Leaving the house they’d moved into just after it had been built in 1951!
It seemed utterly out of character. But maybe they were actually braver than I was.
After all, I’d left my home town in a hurry with no plans, no thoughts of how I’d survive, and barely any money.
That wasn’t brave. I was just running away – from Shane and Ravi, from everything, really.
I didn’t even know what I hoped to find.
I pore over Rupert’s inky scribbles, relieved that he headed out to let me crack on with this alone.
Checking my phone, I realise with a start that the conference kicks off in less than an hour.
He only ever writes with a fountain pen from a little stationery store in Knightsbridge.
However hard I try to decipher his blots and scribbles, it doesn’t make any sense.
So I decide to start afresh. I glance through the tall bay window, aware that Rupert is out there somewhere, pacing around, possibly having a cigarette.
For a moment I watch a woman strolling along across the lawn with a small, fluffy white dog.
A gardener is clipping at shrubs. Nothing bad can happen here, I tell myself.
And then I focus on the matter in hand, using my notes app to write a speech. Realising that it wouldn’t look good to be constantly checking my phone, I copy out my main points on a sheet of thick cream hotel notepaper.
I plan to talk about how a small business like ours – is it okay to say ‘ours’?
– is steeped in history and that’s what people love, discovering our little tucked-away shop off Piccadilly.
They come in, wide-eyed, as if they’ve discovered treasure which, in a way, they have.
Or perhaps they’re regulars. We have plenty of those.
People who wander in for a browse and a chat, just for the joy of it.
A tucked-away corner of London where they can enjoy a little respite from the bustle of the everyday.
We specialise in art books because who doesn’t love beautiful things?
No one needs a precious book filled with sketches or etchings or the most amazing paintings ever made.
But who doesn’t love to see these things?
That’s what I say as I stand on the stage, not in a band of three now, with Ravi as our frontperson, but completely on my own.
A solo performer. In the huge conference room, with its glittering chandeliers, in front of hundreds of people, I talk about the passion we have for our bookstore and how every customer is special to us, whether they spend hundreds of pounds on a single book, or just want to wander around and inhale the atmosphere. How everyone is welcome.
‘I’ve learned this from Rupert,’ I say, catching his eye.
He’s sitting, bolt upright, at a table with some new friends he’s made from a railway enthusiasts’ bookshop in York.

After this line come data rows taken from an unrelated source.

PR #158, opened 2015-09-08
Fix service network calculation

jakolehm:
Fix calculation of network stats.


jakolehm:
@nevalla ping

miskun:
looking good!

PR #3204, opened 2018-01-09
Upgrade CLI excon dependency to 0.60.0

kke:
Upgrade excon http library from 0.59.0 to 0.60.0


kke:
I wouldn't add this without #2366

SpComb:
Bump to master again to get the e2e specs passing.

PR #3208, opened 2018-01-09
Drop CLI launchy dependency

### LINKED ISSUE #2288: CLI: addressable gem unresolved
Installed: https://github.com/kontena/kontena/releases/download/v1.2.2.rc1/kontena-cli-osx-v1.2.2.rc1-amd64.pkg

```
$ kontena -v
WARN: Unresolved specs during Gem::Specification.reset:
      addressable (~> 2.3)
WARN: Clearing out unresolved specs.
Please report a bug if this causes problems.
kontena-cli 1.2.2.rc1 [ruby2.1.8+x86_64-darwin15.0]
```

kke:
Fixes #2288

Drops launchy (used for opening a browser for interactive login) from dependencies (which brings in addressable and public_suffix which both seem to cause some problems when resolving gems).

This PR replaces launchy with a simpler `Kontena::Cli::BrowserLauncher` which should work in most common environments.

Tested on:
- [X] Mac
- [X] Desktop linux
- [X] Windows 10

### DIFF
--- a/cli/lib/kontena/cli/cloud/login_command.rb
+++ b/cli/lib/kontena/cli/cloud/login_command.rb
@@ -137,12 +137,11 @@ module Kontena::Cli::Cloud
       puts
 
       server_thread  = Thread.new { Thread.main['response'] = web_server.serve_one }
-      browser_thread = Thread.new { Kontena::Cli::BrowserLauncher.open(uri.to_s) }
+      Kontena::Cli::BrowserLauncher.open(uri.to_s)
 
       spinner "Waiting for browser authorization response" do
         server_thread.join
       end
-      browser_thread.join
 
       update_token(Thread.main['response'])
     end
--- a/cli/lib/kontena/cli/cloud/login_command.rb
+++ b/cli/lib/kontena/cli/cloud/login_command.rb
@@ -105,7 +105,7 @@ module Kontena::Cli::Cloud
       end
 
       require_relative '../localhost_web_server'
-      require 'launchy'
+      require 'kontena/cli/browser_launcher'
 
       uri = URI.parse(kontena_account.authorization_endpoint)
       uri.host ||= kontena_account.url
@@ -137,7 +137,7 @@ module Kontena::Cli::Cloud
       puts
 
       server_thread  = Thread.new { Thread.main['response'] = web_server.serve_one }
-      browser_thread = Thread.new { Launchy.open(uri.to_s) }
+      browser_thread = Thread.new { Kontena::Cli::BrowserLauncher.open(uri.to_s) }
 
       spinner "Waiting for browser authorization response" do
         server_thread.join
--- a/cli/kontena-cli.gemspec
+++ b/cli/kontena-cli.gemspec
@@ -26,7 +26,6 @@ Gem::Specification.new do |spec|
   spec.add_runtime_dependency "tty-prompt", "0.13.1"
   spec.add_runtime_dependency "clamp", "~> 1.1.0"
   spec.add_runtime_dependency "ruby_dig", "~> 0.0.2"
-  spec.add_runtime_dependency "launchy", "~> 2.4.3"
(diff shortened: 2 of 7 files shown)


SpComb:
Fixes #2288?

kke:
Yes

kke:
I think this doesn't work yet. The launch is happening inside a thread and the raise will be eaten.

SpComb:
Works on my machine (Ubuntu xenial, using `xdg-open`)

cli/lib/kontena/cli/cloud/login_command.rb
```diff
@@ -137,7 +137,7 @@ def web_flow
       puts
 
       server_thread  = Thread.new { Thread.main['response'] = web_server.serve_one }
-      browser_thread = Thread.new { Launchy.open(uri.to_s) }
+      browser_thread = Thread.new { Kontena::Cli::BrowserLauncher.open(uri.to_s) }
```
SpComb: > The launch is happening inside a thread and the raise will be eaten.

Using `Thread.new { ... }` like this without any explicit rescue isn't necessarily that great, but that hasn't changed in this PR?

SpComb: It's not 100% clear to me how `thread.join` behaves, but at least the example in the docs for [`thread.value`](https://ruby-doc.org/core-2.3.1/Thread.html#method-i-value) shows it being used to handle any top-level exception raised in the thread:

```ruby
b = Thread.new { raise 'something went wrong' }
b.value   #=> RuntimeError: something went wrong
```

kke: I don't think the browser thread is needed for anything. In case the detection fails, the error raised will not be seen and it just hangs forever waiting.

kke:
@SpComb Happen to have a windows vm / machine around?

SpComb:
> @SpComb Happen to have a windows vm / machine around?

No, I'm pretty sure the dreamspark licenses I've personally used disallow any use for commercial software development.

jakolehm:
https://developer.microsoft.com/en-us/microsoft-edge/tools/vms/

kke:
Gem files for CLI with this change:

[kontena-cli-1.5.0.dev.gem.gz](https://github.com/kontena/kontena/files/1634024/kontena-cli-1.5.0.dev.gem.gz)
[kontena-cli-1.5.0.dev.gem.zip](https://github.com/kontena/kontena/files/1634025/kontena-cli-1.5.0.dev.gem.zip)

1. Download + extract 
2. `gem install kontena-cli-1.5.0.dev.gem`
3. verify it's the correct version: `kontena --version` should say `kontena-cli 1.5.0-dev`
4. try `kontena cloud login --force`or `kontena master login --force`

cli/lib/kontena/cli/cloud/login_command.rb
```diff
@@ -137,12 +137,11 @@ def web_flow
       puts
 
       server_thread  = Thread.new { Thread.main['response'] = web_server.serve_one }
-      browser_thread = Thread.new { Launchy.open(uri.to_s) }
+      Kontena::Cli::BrowserLauncher.open(uri.to_s)
```
SpComb: This is assuming that the browser launch command just opens up a new tab/window in the background and exits. That's probably the case 99% of the time, but testing with the browser not already running shows that at least `sensible-browser` will actually end up spawning a new browser process and block waiting for it to exit... that might count as a bug in `sensible-browser`, though.

Either way, yes, it's better for this to explode immediately on errors, rather than hanging in the `spinner` -> `server_thread.join` that will never happen if the browser fails to launch.

kke:
Now tested on Win10, looks like you need to escape urls in a [peculiar way](https://stackoverflow.com/questions/1327431/how-do-i-escape-ampersands-in-batch-files)

Issue #3151, opened 2017-12-18
No specs for "kontena master token" subcommand


kke:
Add some coverage

SpComb:
Still missing specs for `kontena master token remove`.

`kontena master token create` and `kontena master token list/show` are basically covered in the e2e specs, but those don't BTW actually even cleanup that token?

PR #3211, opened 2018-01-10
Add description field to master authentication access tokens

### LINKED ISSUE #3210: Access token should have optional description field

kke:
Fixes #3210

- [X] Adds an optional description field to master access tokens
- [X] Adds an optional argument to `kontena master token create` for setting a description to created tokens
- [X] Displays token description in `kontena master token <ls | show>`

Partial improvement for #3151

### DIFF
--- a/cli/lib/kontena/cli/master/token/create_command.rb
+++ b/cli/lib/kontena/cli/master/token/create_command.rb
@@ -15,6 +15,7 @@ module Kontena::Cli::Master::Token
     option ['-u', '--user'], '[EMAIL]', 'Generate a token for another user'
     option ['--id'], :flag, "Only output the token ID"
     option ['--token'], :flag, "Only output the access_token (or authorization code)"
+    option ['-d', '--description'], '[DESCRIPTION]', 'Token description'
 
     option ['--return'], :flag, "Return the response hash", hidden: true
 
@@ -22,8 +23,9 @@ module Kontena::Cli::Master::Token
       params = {
         response_type: self.code? ? 'code' : 'token',
         scope: self.scopes,
-        expires_in: self.expires_in
+        expires_in: self.expires_in,
       }
+      params[:description] = self.description if self.description
       params[:user] = self.user if self.user
       data = token_data_to_hash(client.post("/oauth2/authorize", params))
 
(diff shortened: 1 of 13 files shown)


kke:
It could be handy if the description was not in `--description` option but in a multivalued param:

```ruby
parameter '[DESCRIPTION ...]', "Add token description"
def execute
  data[:description] = description_list.join(' ') unless description_list.empty?
end
```

This would make something like this work:

```
$ kontena master token create -e 0 a token of my appreciation
```

instead of using `--description "game over, insert token"`

SpComb:
> It could be handy if the description was not in --description option but in a multivalued param:

IMO for a CLI interface it's better to not try and have something too magical for how the whitespace tokens behave, it's just more confusing for tools to define their own rules than learning how to use quotes with any generic CLI tools...

kke:
Yes

cli/lib/kontena/cli/master/token/create_command.rb
```diff
@@ -15,15 +15,17 @@ class CreateCommand < Kontena::Command
     option ['-u', '--user'], '[EMAIL]', 'Generate a token for another user'
     option ['--id'], :flag, "Only output the token ID"
     option ['--token'], :flag, "Only output the access_token (or authorization code)"
+    option ['-d', '--description'], '[DESCRIPTION]', 'Token description'
```
jakolehm: Just noticed that here we use `[DESCRIPTION]` (with brackets) and somewhere else without brackets.. maybe we should unify these?

kke: Yes it seems to be  quite half and half. Functionally I don't think there's any difference but semantically it looks like the value would be optional and without it it would work like a flag.

kke: Actually we do have some required options like:

```
$ kontena certificate import
[ERROR] --private-key is required
```

In that case, the help should be (and is):

```
--private-key PATH
```

In cases where the option is optional, maybe it should say:

```
[ -d, --description DESCRIPTION] Token description
```

instead of the current:

```
-d, --description [DESCRIPTION] Token description
```

kke:
Ref: https://github.com/matti/kommando/issues/110
Ref: https://github.com/mdub/clamp/issues/82

PR #3217, opened 2018-01-15
Fix server Celluloid::Proxy::Async<MongoPubsub> leak from RPC /container/health handler

SpComb:
Fixes  #3207

* Fix the `Rpc::ContainerHandler#health` specs: they were only testing `expect(MongoPubsub).not_to receive(:publish)`, which is meaningless: it's actually `MongoPubsub.publish_async(...)`.
* Fix `EventStream#publish_async` to not return `Celluloid::Proxy::Async<MongoPubsub>`
* Improve the server RPC to log all request/notify timings and return values at `DEBUG` level

## Example `DEBUG` output
```
D, [2018-01-15T11:11:14.694776 #8] DEBUG -- WebsocketBackend: node core-01 connected using node token with node_id XI4K:NPOL:EQJ4:S4V7:EN3B:DHC5:KZJD:F3U2:PCAN:46EV:IO4A:63S5
I, [2018-01-15T11:11:14.696643 #8]  INFO -- WebsocketBackend: node core-01 agent version 1.5.0.dev connected at 2018-01-15 11:11:14 UTC, 0.06s ago
I, [2018-01-15T11:11:14.718142 #8]  INFO -- Agent::NodePlugger: Connected node development/core-01 at 2018-01-15 11:11:14 UTC
D, [2018-01-15T11:11:14.756983 #8] DEBUG -- Rpc::NodeServicePodHandler: pod_cache miss
D, [2018-01-15T11:11:14.814566 #8] DEBUG -- Rpc::NodeServicePodHandler: pod_cache miss
D, [2018-01-15T11:11:14.832138 #8] DEBUG -- Rpc::NodeServicePodHandler: pod_cache miss
D, [2018-01-15T11:11:14.844192 #8] DEBUG -- Rpc::NodeServicePodHandler: pod_cache miss
D, [2018-01-15T11:11:14.854505 #8] DEBUG -- Rpc::NodeServicePodHandler: pod_cache miss
D, [2018-01-15T11:11:14.866495 #8] DEBUG -- Rpc::NodeServicePodHandler: pod_cache miss
D, [2018-01-15T11:11:14.881725 #8] DEBUG -- Rpc::NodeServicePodHandler: pod_cache miss
D, [2018-01-15T11:11:14.886687 #8] DEBUG -- Rpc::NodeServicePodHandler: pod_cache miss
D, [2018-01-15T11:11:14.908923 #8] DEBUG -- Rpc::NodeServicePodHandler: pod_cache miss
[...]

PR #3038, opened 2017-11-13
[WiP] Fix server MongoPubsub supervision

SpComb:
TODO: fix spec flakyness

The way the server `MongoPubsub` was using [`@supervision = Celluloid.supervise(...)`](https://github.com/kontena/kontena/blob/dd68aadceb3f8d0cc6e447b54095ae60ea2f1e37/server/app/services/mongo_pubsub.rb#L142) and [`@supervisor.actors.first`](https://github.com/kontena/kontena/blob/dd68aadceb3f8d0cc6e447b54095ae60ea2f1e37/server/app/services/mongo_pubsub.rb#L116) was wrong: calling `MongoPubsub.supervise` or `Celluloid.supervise(type: MongoPubsub` does not return a supervisor for that specific actor: it returns the default ` Celluloid::Supervision::Service::Public` supervisor actor used for **all** actors. The `MongoPubsub` class methods only worked because `MongoPubsub` was the first (and only?) actor being supervised outside of the non-default `JobSupervisor` and `WorkerSupervisor` supervision containers.

Changing the `boot_jobs.rb` to call `RpcServer.supervise` before `MongoPubsub.start!` to demonstrate this confusion:

```
MongoPubsub#start!: @supervisor=#<Celluloid::Supervision::Service::Public:0x005649a306ec10> actors=["#<RpcServer:0x005649a40b3ee0>", "#<MongoPubsub:0x005649a40a0fe8>"]
E, [2017-11-13T15:31:36.041286 #3246] ERROR -- : Actor crashed!
NoMethodError: undefined method `subscribe' for #<RpcServer:0x2b24d2059f70>
	/usr/lib/ruby/gems/2.4.0/gems/celluloid-0.17.3/lib/celluloid/calls.rb:42:in `rescue in check'
	/usr/lib/ruby/gems/2.4.0/gems/celluloid-0.17.3/lib/celluloid/calls.rb:39:in `check'
	/usr/lib/ruby/gems/2.4.0/gems/celluloid-0.17.3/lib/celluloid/calls.rb:26:in `dispatch'
	/usr/lib/ruby/gems/2.4.0/gems/celluloid-0.17.3/lib/celluloid/call/sync.rb:16:in `dispatch'
	/usr/lib/ruby/gems/2.4.0/gems/celluloid-0.17.3/lib/celluloid/cell.rb:50:in `block in dispatch'
[...]

PR #3218, opened 2018-01-15
Fix server MongoPubsub to restart subscriptions after crashing

### LINKED ISSUE #3206: Server RPCs stop working if the MongoPubsub actor crashes and restarts
If some exception causes the server's `MongoPubsub` actor to crash, the actor will normally get restarted by the Celluloid supervisor. Because it is the only supervised top-level actor, the `@supervisor.actors.first` will point to the new actor, and any future `publish` etc calls will work.

However, the server `WebsocketBackend` middleware class only ever calls `MongoPubsub.subscribe` once, when the worker starts up. If the `MongoPubsub` actor crashes, then the [`WebsocketBackend#subscribe_to_rpc_channel`](https://github.com/kontena/kontena/blob/364629689a5bc00721f4dde0c3b59b8206672292/server/app/middlewares/websocket_backend.rb#L44) subscription will get lost.

This causes all server -> agent RPCs to stop working.

The `/v1/ping` API will still return HTTP 200, because the `MongoPubsub.actor.alive?` is still true - it's just lost the subscriptions.

## Examples

```
D, [2018-01-09T09:38:41.292809 #13] DEBUG -- MongoPubsub: subscribe rpc_client:1159137003
D, [2018-01-09T09:38:41.293663 #13] DEBUG -- MongoPubsub: publish rpc_client
E, [2018-01-09T09:38:41.293788 #13] ERROR -- : Actor crashed!
RuntimeError: test
	/app/app/services/mongo_pubsub.rb:99:in `publish'
I, [2018-01-09T09:38:41.293877 #13]  INFO -- MongoPubsub: terminated
I, [2018-01-09T09:38:41.294765 #13]  INFO -- MongoPubsub: initialized
I, [2018-01-09T09:38:41.297421 #13]  INFO -- MongoPubsub: starting to tail collection
172.17.0.1 - - [09/Jan/2018:09:38:51 +0000] "GET /v1/nodes/development/core-01/health HTTP/1.1" 422 52 10.1472
```

All RPCs for that server worker will timeout, because while the `RpcClient` -> `MongoPubsub.publish/subscribe` works fine, the `WebsocketBackend` never sees the messages.

SpComb:
Fixes #3206

* Store subscriptions in a persistent class variable that survives across actor crashes, instead of an instance variable that gets reset on actor crashes
* Resume subscription processing after crash
* More debug logging of pubsub actions

## Testing

RPCs now continue working after the pubsub actor crashes.

```patch
diff --git a/server/app/services/mongo_pubsub.rb b/server/app/services/mongo_pubsub.rb
index df734ac..a0d61d3 100644
--- a/server/app/services/mongo_pubsub.rb
+++ b/server/app/services/mongo_pubsub.rb
@@ -130,6 +130,8 @@ class MongoPubsub
   def publish(channel, data)
     debug "publish #{channel}"
 
+    fail "crash!" if channel == 'rpc_client' && data.to_s =~ /crash/
+
     self.collection.insert_one(
       channel: channel,
       data: BSON::Binary.new(MessagePack.pack(data)),
```

```
$ bundle exec bin/kontena node health core-01
⊛ Node is online for 8s
⊛ Node core-01 etcd is healthy
$ bundle exec bin/kontena etcd ls /crash
 [fail] Retrieving keys from etcd     \
 [error] 500 : Internal Server Error (/v1/etcd/development//crash)
$ bundle exec bin/kontena node health core-01
⊛ Node is online for 17s
⊛ Node core-01 etcd is healthy
```

```
D, [2018-01-15T12:22:32.153687 #9] DEBUG -- TokenAuthentication: Access token found
D, [2018-01-15T12:22:32.182212 #9] DEBUG -- MongoPubsub: subscribe rpc_client:41634832
D, [2018-01-15T12:22:32.183001 #9] DEBUG -- MongoPubsub: publish rpc_client
D, [2018-01-15T12:22:32.186282 #13] DEBUG -- MongoPubsub::Subscription: queued rpc_client...
D, [2018-01-15T12:22:32.187050 #9] DEBUG -- MongoPubsub::Subscription: queued rpc_client...
D, [2018-01-15T12:22:32.441491 #13] DEBUG -- MongoPubsub: publish rpc_client:41634832
D, [2018-01-15T12:22:32.443250 #9] DEBUG -- MongoPubsub::Subscription: queued rpc_client:41634832...
172.17.0.1 - - [15/Jan/2018:12:22:32 +0000] "GET /v1/nodes/development/core-01/health HTTP/1.1" 200 248 0.3937

D, [2018-01-15T12:22:34.047500 #9] DEBUG -- TokenAuthentication: Access token found
D, [2018-01-15T12:22:34.054504 #9] DEBUG -- MongoPubsub: subscribe rpc_client:1247718998
D, [2018-01-15T12:22:34.055083 #9] DEBUG -- MongoPubsub: publish rpc_client
E, [2018-01-15T12:22:34.055259 #9] ERROR -- : Actor crashed!
RuntimeError: crash!
	/app/app/services/mongo_pubsub.rb:132:in `publish'
I, [2018-01-15T12:22:34.055344 #9]  INFO -- MongoPubsub: terminated
D, [2018-01-15T12:22:34.055491 #9] DEBUG -- MongoPubsub: freezing master:leader_elect
D, [2018-01-15T12:22:34.055857 #9] DEBUG -- MongoPubsub: freezing rpc_client
D, [2018-01-15T12:22:34.056050 #9] DEBUG -- MongoPubsub: freezing FirehoseApiEvent
I, [2018-01-15T12:22:34.056394 #9]  INFO -- MongoPubsub: initialized
D, [2018-01-15T12:22:34.056474 #9] DEBUG -- MongoPubsub: freezing rpc_client:1247718998
D, [2018-01-15T12:22:34.056540 #9] DEBUG -- MongoPubsub: restoring master:leader_elect...
D, [2018-01-15T12:22:34.056670 #9] DEBUG -- MongoPubsub: restoring rpc_client...
D, [2018-01-15T12:22:34.056707 #9] DEBUG -- MongoPubsub: restoring FirehoseApiEvent...
D, [2018-01-15T12:22:34.056737 #9] DEBUG -- MongoPubsub: restoring rpc_client:1247718998...
I, [2018-01-15T12:22:34.059862 #9]  INFO -- MongoPubsub: starting to tail collection

RpcClient::TimeoutError (Connection timeout (5s)):
  /app/app/services/rpc_client.rb:90:in `wait_for_response'
  /app/app/services/rpc_client.rb:53:in `request'
  /app/app/routes/v1/etcd_api.rb:25:in `block (4 levels) in <class:EtcdApi>'
  /usr/lib/ruby/gems/2.4.0/gems/roda-2.26.0/lib/roda.rb:767:in `always'
  /usr/lib/ruby/gems/2.4.0/gems/roda-2.26.0/lib/roda.rb:460:in `is'
  /app/app/routes/v1/etcd_api.rb:22:in `block (3 levels) in <class:EtcdApi>'
  ...
  /usr/lib/ruby/gems/2.4.0/gems/puma-3.9.1/lib/puma/thread_pool.rb:120:in `block in spawn_thread'

172.17.0.1 - - [15/Jan/2018:12:22:39 +0000] "GET /v1/etcd/development//crash HTTP/1.1" 500 4315 5.0804

D, [2018-01-15T12:22:40.693216 #13] DEBUG -- TokenAuthentication: Access token found
D, [2018-01-15T12:22:40.700187 #13] DEBUG -- MongoPubsub: subscribe rpc_client:1805502268
D, [2018-01-15T12:22:40.700795 #13] DEBUG -- MongoPubsub: publish rpc_client
D, [2018-01-15T12:22:40.701959 #9] DEBUG -- MongoPubsub::Subscription: queued rpc_client...
D, [2018-01-15T12:22:40.702210 #13] DEBUG -- MongoPubsub::Subscription: queued rpc_client...
D, [2018-01-15T12:22:40.962856 #13] DEBUG -- MongoPubsub: publish rpc_client:1805502268
D, [2018-01-15T12:22:40.965305 #13] DEBUG -- MongoPubsub::Subscription: queued rpc_client:1805502268...
172.17.0.1 - - [15/Jan/2018:12:22:40 +0000] "GET /v1/nodes/development/core-01/health HTTP/1.1" 200 248 0.3502
```


SpComb:
For review context: the `Subscription#wait` should be more or less exactly equivalent to `defer { ... }`

```ruby
  # Perform a blocking or computationally intensive action inside an
  # asynchronous group of threads, allowing the sender to continue processing other
  # messages in its mailbox in the meantime
  def defer(&block)
    # This implementation relies on the present implementation of
    # Celluloid::Future, which uses a thread from InternalPool to run the block
    Future.new(&block).value
  end
```

server/app/services/mongo_pubsub.rb
```diff
@@ -21,14 +21,29 @@ def terminate
...
+    def start
+      @future ||= Celluloid::Future.new do
+        # process in a separate thread
+        process
+      end
+    end
+
+    # Suspend the calling celluloid task until the subscription is stopped
+    def wait
+      start.value
```
SpComb: This should be more or less exactly equivalent to `defer { ... }`.

```ruby
  # Perform a blocking or computationally intensive action inside an
  # asynchronous group of threads, allowing the sender to continue processing other
  # messages in its mailbox in the meantime
  def defer(&block)
    # This implementation relies on the present implementation of
    # Celluloid::Future, which uses a thread from InternalPool to run the block
    Future.new(&block).value
  end
```

SpComb:
Note: this isn't strictly necessary for 1.5 because #3217 fixes the only known case of `MongoPubsub` crashes, but considering how serious the #3206 effects of those actor crashes are, it would definitely be worth fixing to avoid any future issues.

server/app/services/mongo_pubsub.rb
```diff
@@ -21,14 +21,29 @@ def terminate
       stop
     end
 
+    # @return [Celluloid::Future]
+    def start
```
jakolehm: I think `start` / `wait` is a bit confusing as an api. Method `wait` is called  from `process_subscription` and that actually triggers `process`.  If `process` should be protected always then maybe it should return a future?

SpComb: Refactored to remove the `@future ||= ...` lazy-init... no reason to not spawn the future right from `initialize`.

kke:
Pending approval

server/app/services/mongo_pubsub.rb
```diff
@@ -51,28 +62,54 @@ def send_message(data)
 
   attr_accessor :collection
 
+  finalizer :finalize
+
+  # @return [Array<Subscription>]
+  def subscriptions
+    @@subscriptions ||= []
```
kke: This will be shared if the class is inherited from. A safer way to implement might be:

```ruby
def self.subscriptions
  @subscriptions ||= []
end

def subscriptions
  self.class.subscriptions
end
```

Also as this is used in a multi-threaded setup, I believe this should be some kind of thread-safe primitive, as seen in [Celluloid docs](https://github.com/celluloid/celluloid/wiki/Exclusive#all-methods)

SpComb: Per design only the actor thread should be accessing the `subscriptions`, so it shouldn't need to be threadsafe.

SpComb:
Looks like the `MongoPubsub with existing subscriptions after crashing is able to restart and process publishes` is racy on the same `initialize` => `async.tail!` race as in https://github.com/kontena/kontena/pull/3038/#issuecomment-344624933

```
    after crashing
D, [2018-02-14T16:35:58.917945 #6820] DEBUG -- MongoPubsub: subscribe test1
I, [2018-02-14T16:35:58.918531 #6820]  INFO -- MongoPubsub: terminated
D, [2018-02-14T16:35:58.918660 #6820] DEBUG -- MongoPubsub: preserving test1 on crash
I, [2018-02-14T16:35:58.919366 #6820]  INFO -- MongoPubsub: initialized
D, [2018-02-14T16:35:58.919419 #6820] DEBUG -- MongoPubsub: restoring test1...
I, [2018-02-14T16:35:58.922628 #6820]  INFO -- MongoPubsub: starting to tail collection
D, [2018-02-14T16:35:58.924762 #6820] DEBUG -- MongoPubsub: publish test1
D, [2018-02-14T16:35:58.960383 #6820] DEBUG -- MongoPubsub: stopped test1
      is able to restart and process publishes (FAILED - 1)

Failures:

  1) MongoPubsub with existing subscriptions after crashing is able to restart and process publishes
     Failure/Error: expect(test1_msgs).to eq [{'test' => 1}]
       
       expected: [{"test"=>1}]
            got: []
       
       (compared using ==)
       
       Diff:
       @@ -1,2 +1,2 @@
       -[{"test"=>1}]
       +[]
       
     # ./spec/services/mongo_pubsub_spec.rb:169:in `block (4 levels) in <top (required)>'
     # ./spec/spec_helper.rb:94:in `block (2 levels) in <top (required)>'
     # ./spec/spec_helper.rb:88:in `block (3 levels) in <top (required)>'
     # ./spec/spec_helper.rb:87:in `block (2 levels) in <top (required)>'

```

The `publish` gets lost because the `tail! => defer { self.collection.find(...) do ... } ` loop isn't running yet...

server/spec/services/mongo_pubsub_spec.rb
```diff
@@ -131,4 +144,40 @@
...
+      described_class.subscribe('test1') do |msg|
+        test1_msgs << msg
+      end
+    }
+
+    describe 'after crashing' do
+      before do
+        described_class.actor.async.crash!
+        WaitHelper.wait_until!("restarted", timeout: 1.0) { (actor = described_class.actor) && actor.alive? && (actor.ping rescue nil)}
+        sleep 1 # XXX: the async.tail! => defer { self.collection.find(...) do ... } loop won't be running yet...
```
SpComb: This is a real bug in the `MongoPubsub#initialize` => `async.tail!` implementation: it can lose messages on restarts.

Not going to try and fix that here, hence the crude `sleep`...

SpComb: NVM, there's also a race on the `publish` => mongodb => `queue_message`... bypassed that entirely, because it's not really relevant for the restart behavior being tested here.

server/app/services/mongo_pubsub.rb
```diff
@@ -51,28 +63,59 @@ def send_message(data)
 
   attr_accessor :collection
 
+  finalizer :finalize
+
+  # @return [Array<Subscription>]
+  def self.subscriptions
+    @subscriptions ||= []
```
jakolehm: This feels wrong but I get why it's done like this. Storing global state outside of actor is not usually a good idea. Do we have any alternatives?

SpComb: Yeah, it's not entirely in line with the actor philosophy, but I'm not convinced the other approaches would be more viable: 

> EDIT: There are also other alternative approaches to fixing #3206, but I think this is the least disruptive to implement: https://github.com/kontena/kontena/issues/3206#issuecomment-357659898

SpComb: Turning each `MongoPubsub::Subscription` itself into an actor that takes care of re-subscribing might vaugely be more correct, but OTOH I think the actual practical complexity of implementing that would be higher than this class-instance-variable-array + `Celluloid::Future` hack...

SpComb: You could also nominally fix the "global state" by passing in the subscriptions array via the supervisor args, so that the actor gets the same array on each restart, but it would effectively still be the same thing.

He raises his eyebrows and smiles. ‘In our modern world,’ I continue, my voice wobbling only slightly as it rings across the room, ‘service and sales aren’t enough.
Yes, our online sales are the backbone of what we do.
But that wouldn’t happen if it weren’t for our beautiful shop, tucked away in a little arcade, that people love to step into.
We need the personal touch, and passion, and we need to matter. ’
I stop and realise my hands are shaking. There’s a tiny lull and the tinkle of crockery somewhere. And then the applause starts and I realise the whole room is clapping enthusiastically.
I press a hand to my mouth, hardly able to believe what I’ve just done; that I managed to pull this off.
An image of Ravi, clutching the mic at one of our gigs, pops into my brain: how fearless she was.
Perhaps a little of her bravery has finally rubbed off on me?
Then I glance to my right, where one of the conference organisers mouths ‘well done!’, and I step down off the stage and stride across the room, weaving my way between tables.
Rupert stands up and waves. I zoom to his table and flop down with a gasp of relief, onto the chair next to him that he’s saved for me.